DJ's left nut |
01-27-2020 09:21 AM |
So I've had a day to process this one and it still just stings. A lot.
I've been a Lakers fan since the early 90s so obviously this one gets to me a bit, but it's more than that. A fair amount more.
Sports heroes are funny - for most of us them we were either just a little too young to fully recall their entire careers or they came just a little too late in our lives to really imprint on us. Ozzie Smith was my guy growing up but I have no recollection of the first 2/3 of his career.
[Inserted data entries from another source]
PR #3329, opened 2026-09-21
fix(runtime): correct the memory fallback from 256KiB to 256MiB

vroldanbet:
## What

The fallback memory figure was 256 KiB, not the 256 MB its comment claims — out by a factor of 1024.

## Why

```go
// 256mb is tiny, but it should comfortably fit in most runtimes.
const fallbackMemoryLimit = 256 * 1024
```

This is the figure used when available memory can't be determined at all, which the surrounding code calls out as a real situation: an AWS ECS task whose memory limit never reaches the cgroup. Cache budgets are taken as a percentage of it, so a cache asking for 70% of available memory got about 183 KiB instead of about 180 MiB.

Nothing reports this. There's no error path — the budget is simply small, the process runs on with almost no cache, and it looks like a performance problem rather than a misconfiguration.

## How

Correct the constant, and add a test that pins the value.

The five existing tests all missed this because each only asserts the fallback is greater than zero, which 256 KiB satisfies perfectly well. The new test also adds a guard that doesn't depend on getting the units right: 1% of the fallback must still exceed a mebibyte.

## References

- Introduced in #3201, with the comment already saying 256mb — so the intent was clear from the start and the value was wrong from the start
- Both new assertions were confirmed to fail against the old value before the fix was applied


squat (approved):

CHANGELOG.md
```diff
@@ -11,6 +11,7 @@ The format is based on [Keep a Changelog](https://keepachangelog.com/en/1.0.0/).
...
 - Datastore: the wait between transaction retries is now capped at 10 seconds. It previously doubled without limit (25ms, 50ms, 100ms, …), which made `--datastore-max-tx-retries` an exponential wall-clock budget rather than a count of attempts: at the default of 10 the waits total about 25 seconds, but at 15 they total 14 minutes and at 20 over seven hours. (https://github.com/authzed/spicedb/pull/3353)
+- Caches: when the amount of available memory could not be determined - for example an AWS ECS task whose memory limit never reaches the cgroup - the fallback used for percent-based budgets was 256KiB rather than the intended 256MiB. A cache configured for 70% of available memory was sized at roughly 183KiB instead of roughly 180MiB. There was no error in this case; the caches were simply almost useless. (https://github.com/authzed/spicedb/pull/3329)
```
```suggestion
- Caches: when the amount of available memory could not be determined - for example an AWS ECS task whose memory limit never reaches the cgroup - the fallback used for percent-based budgets was 256KiB rather than the intended 256MiB. A cache configured for 70% of available memory was sized at roughly 183KiB instead of roughly 180MiB. (https://github.com/authzed/spicedb/pull/3329)
```

tstirrat15 (dismissed):
See suggestion

tstirrat15 (approved):

squat (approved):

And by the time I was 18-20 years old, someone like Yadi just doesn't have the impact on me that he might have had when I was younger.
So to really get the full impact of that kind of phenomenon you really need to have them come along in a sweet spot of about 10-16 years old. You're old enough to remember everything about their careers but young enough to still be in awe of them. I was 14 when the Lakers drafted Kobe. I remember the trade when we sent out Divac and the fascination with this ludicrously precocious kid who was set to play with Van Exel and Eddie Jones. I was old enough to appreciate the gravity of the moment and young enough to stand in awe of it.
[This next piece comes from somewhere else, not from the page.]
PR #3330, opened 2026-09-21
fix(testing): stop cancelled requests breaking shared database connections

vroldanbet:
## What

The index-checking test wrapper threw away the datastore it was asked to wrap, discarding a safeguard that keeps abandoned requests from breaking shared database connections.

Which brings us to the part of all this that REALLY hurts for men of a particular age - these guys that are 33-40 years old. Kobe was so damn young when he arrived on the scene that he was still almost a contemporary. We went through the same stages in our lives at the same times he did. We were starting out professionally as he was exploding onto the national landscape. Most of us hit that lull in our mid-20s that comes with the working world right around the time he was starting to slog through the post-Shaq lakers and the sexual assault stuff. When he had his 2nd ascension we were finding our way in our lives, professionally and personally through our late 20s. And when he was having moments with his children and his athleticism was fading, we were feeling the same pressures; the same excitements and disappointments that came with maturation and age.
He grew up from the same piss and vinegar teenager to seasoned, accomplished adult just when we were. He was maturing into a father and industry leader at the same times we hoped we were. We saw so much in him that we could relate to that just so rarely comes from sports figures.
Sadly, I'm getting a little numb to loss in the athletic world at this point. As a fan of the Chiefs (Thomas), Cardinals (Kile), Blues (Demitra) and now Lakers - this shit is getting a little more routine than I'd like. But man this one just hits hard because those guys were adults when I was a kid. They were 15-20 years older than me and so it was losing a sports figure more than it was losing someone who you watched grow up with the same issues you did at the same time you did.
This one's different. This was a fiercely driven type A personality who we observed learn how to properly channel all that fire in real-time. And who's struggles with that confusion we could relate to. And when he triumphed and re-prioritized, we related to that as well. My oldest daughter is 6 years old and to see those videos of Kobe and his girls at similar ages in full color and high resolution makes it all the more staggering. I've never seen my little girl drill a turnaround jumper at the sports academy I founded, but I've saw her drive a liner up the box for the T-Ball team I coached and her excitement (and my pride) was no different. That video of Kobe w/ his daughter that's going viral is a moment I've had with my little girl when I'm trying to discuss a fielders stance and you can just see the light come on. I've said this before but for fathers, daughters are such a unique and sacred trust that they change you a lot and we saw that in a hundred different ways with Kobe. And those of us that are fortunate enough to have daughters of our own knew all too well what he was feeling in those moments because we had 'em at the same time.
Yeah, he was a global icon and a zillionaire but for 20 of my most formative years, Kobe just wasn't that different from me and you could see it those private moments. Then to see it just...end. Man - this isn't how it was supposed to go.
And that just sucks so damn much.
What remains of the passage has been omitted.